Fast flat fish feast, by broiler.
Step 1: Find a Flounder
Catch or purchase some nice flounder. They may be called sole, halibut, turbot, plaice, fluke, or dab; all are flatfish, members of the order Pleuronectiformes.
These fish are flat (surprise!), and adults carry both eyes on the darker top side of the head. They tend to spoil quickly, so eat them soon after you catch them or make sure to buy one in very good condition. There should be no fishy smell, the flesh should spring back when you prod it, the eyes should be clear, and the gills bright.
Step 2: Clean Your Fish
If you purchase your fish, have the fishmonger do the scaling for you to avoid mess. If you caught it yourself, do the scaling outside. My fish came from Berkeley Bowl, so they'd already taken care of that for me.
Cut the head off, making sure to leave as much of flesh as possible on the body, but cutting the gills and pectoral fins off with the head.

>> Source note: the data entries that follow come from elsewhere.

PR #176, opened 2020-10-14
feat(libs-core-node): add dot object mapper

VienNguyen24hdev:


webberwang:
@VienNguyen24hdev this should be built into the form component such that `<Form onFinish={(values) => {}}/>` values is mapped like so

libs/core/renderer/src/libs/element-factory.tsx
```diff
@@ -142,6 +142,8 @@ export const elementParameterFactory: NodeFactory<
       return [Dropdown as any, props]
     case 'React.Form':
       return [Form, props]
+    case 'React.CustomForm':
```
webberwang, line 145: We are overriding default behavior of `React.Form`, so there is no need for `React.CustomForm`

libs/ui/antd/src/components/form/Form.stories.tsx
```diff
@@ -40,3 +41,9 @@ export const NodeForm = () => {
 
   return <Form />
 }
+
```
webberwang, line 44: no need for this

libs/ui/antd/src/components/form/data/Form-5--custom.data.ts
```diff
@@ -0,0 +1,86 @@
+import { Button } from '../../button'
+import { Text } from '../../text'
+import { Form } from '../Form.types'
+import { NodeReactI } from '@codelab/shared/interface/node'
+
+export const formCustomData: NodeReactI<
```
webberwang, line 6: we can just use `Form-2--object.data.ts`, we are changing default behavior of objects

webberwang (changes requested):

libs/ui/antd/src/components/form/Form.tsx
```diff
@@ -31,12 +33,46 @@ export type FormListProps = Omit<AntFormListProps, 'children'> & {
   children: Array<React.ReactElement>
 }
 
+export const mapperDotProps = (propsArr: Array<object>) => {
```
webberwang, line 36: For the form mapper, we should be using our declarative api to map. We have created the utils class for this purpose

webberwang (changes requested):

libs/ui/antd/src/components/form/data/Form-5--custom.data.ts
webberwang: @VienNguyen24hdev

webberwang:
we'll create new PR for this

Remove the guts through the forward opening. If you have problems getting everything out, cut a slit along the fish's length for better access.
Rinse the fish, and pat dry.
Step 3: Starch and Spray
Coat your clean, dried fish in a thin layer of starch. I used potato starch, but cornstarch will work just as well. The starch shouldn't be caked on; all you need is a light dusting.

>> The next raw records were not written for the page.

PR #187, opened 2020-10-17
178 integrate layout to pages

aburtsev:
@webberwang 

## Related Issue(s)

Fixes #


aburtsev:
@webberwang  After discussion, I think we can close this PR and also #142 issue cause we've decided to use the workaround with global form

libs/ui/component/src/layout/Layout.tsx
```diff
@@ -1,36 +1,42 @@
 import React from 'react'
+import { layoutData } from './Layout.data'
 import { Renderer } from '@codelab/core/renderer'
-import { propLayoutData } from '@codelab/ui/antd'
+import { ComponentProps } from '@codelab/shared/interface/component'
+import { ContextModal, EventModal } from '@codelab/state/modal'
+import { withActor } from '@codelab/ui/hoc'
 
-export const Layout = () => {
+type LayoutProps = {
```
webberwang, line 8: The idea is to make each component independent, so we will create separate components for Header, Footer, Sidebar, Content then pass them in here

webberwang (changes requested):

libs/ui/component/src/machine/MachineProvider.tsx
```diff
@@ -21,6 +21,7 @@ interface MachineContextProps<
   }
   actors: {
     modal: any
```
webberwang, line 23: let's refactor to a single ui actor, with context like `context.modal.visibility` etc

webberwang (changes requested):

PR #189, opened 2020-10-19
feat(libs-ui-antd): add React.RenderComponent

VienNguyen24hdev:


libs/ui/antd/src/components/render-component/RenderComponent.stories.tsx
```diff
@@ -0,0 +1,17 @@
...
+}
+
+const Parent = (props: any) => {
+  return <>{props.children({ data: 'Data' })}</>
+}
+
+export const Default = () => {
+  const Children = Renderer.components(renderComponentData)
+
+  return <Parent>{Children}</Parent>
```
webberwang, line 16: Let's create a separate `React.RenderContainer` for the parent component

webberwang (changes requested):

webberwang:
@VienNguyen24hdev a note on commit, don't squash them when adding revisions, otherwise it makes it harder for me to see what has changed

webberwang:
nice work has been merged!

PR #200, opened 2020-10-21
chore(apps): docker-compose with mongo and neo4j for local dev

aburtsev:
@webber I've quickly set up docker-compose for databases for local development. Maybe it will be useful for you.

## Related Issue(s)

Fixes #


webberwang:
awesome! we will definitely need this. I stopped user Docker locally when they had some memory issues with Mac, they might have fixed it by now

PR #211, opened 2020-10-23
fix(libs-api): fix warning export in yarn build

VienNguyen24hdev:


webberwang:
Is there a solution without having to use `type`?

VienNguyen24hdev:
> Is there a solution without having to use `type`? maybe some tsconfig settings

I'm still looking for. This is just a way to fix temporarily

webberwang:
in this case extends does work better, but for importing `type`, will that warning always show?

VienNguyen24hdev:
> in this case extends does work better, but for importing `type`, will that warning always show?
> 
> how come it doesn't show for react only nestjs?

I think it shows warning here because we export a type from a class WinstonLogger. It doesn't show if we export a regular type

webberwang:
Oh I see now thanks

PR #217, opened 2020-10-26
feat(libs-shared-utils): add mapper for array data

VienNguyen24hdev:
This is just a dump imperative way to satisfy our goal.


libs/shared/utils/src/mapper/mapper-object.spec.ts
```diff
@@ -17,13 +18,109 @@ describe('Mapper', () => {
         city: 'New York',
       },
     }
+
+    const map: Array<MapData> = [
```
webberwang, line 22: if we're using `object-mapper` package, we can just follow their api

webberwang (changes requested):

webberwang:
Fixed by #223

PR #221, opened 2020-10-27
Refactor NodeType enum

VienNguyen24hdev:


libs/shared/interface/node/src/enums/node-enum--react.ts
```diff
@@ -5,105 +5,105 @@ export enum ReactTypeEnum {
   /**
```
webberwang, line 5: We should only keep `node-enum`, no need for `node-enum--react`. If you look at `NodeReactI` & `ReactType`, they all derive from `NodeType`

Same for other subtypes

webberwang (changes requested):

Spray a baking dish with canola oil, add your fish, then spray the top side of the fish with canola oil.
Step 4: Season
Sprinkle your fish with the spices of your choice. I've used cajun seasoning here, but they'll take nicely to any strong flavor.
Step 5: Broil
Place your pan under a hot broiler, and cook the fish until the top skin just begins to brown and crackle. The fins will be crispy, too. Mine took something like 5-8 minutes; your mileage may vary.
Remember that this is a rather thin fish, and that it will continue to cook after you remove it from the oven! It's always better to undercook fish than to overcook it, as you can always pop it back under the broiler.
Let the fish cool for about 5 minutes, then check to make sure the thickest part is cooked. It should flake easily with a fork or thin knife.
Step 6: Serve
Serve your fish warm, with lemon wedges.
There will be small bones to remove, so provide a bone bowl to prevent them from getting lost on the plate and caught up in other dishes.
You can also get flounder fillets, but I really enjoy eating my fish whole. It's a bit more work at the table, but the flavor is better, the fish is fresher, and they're less likely to overcook than fillets. Take your pick.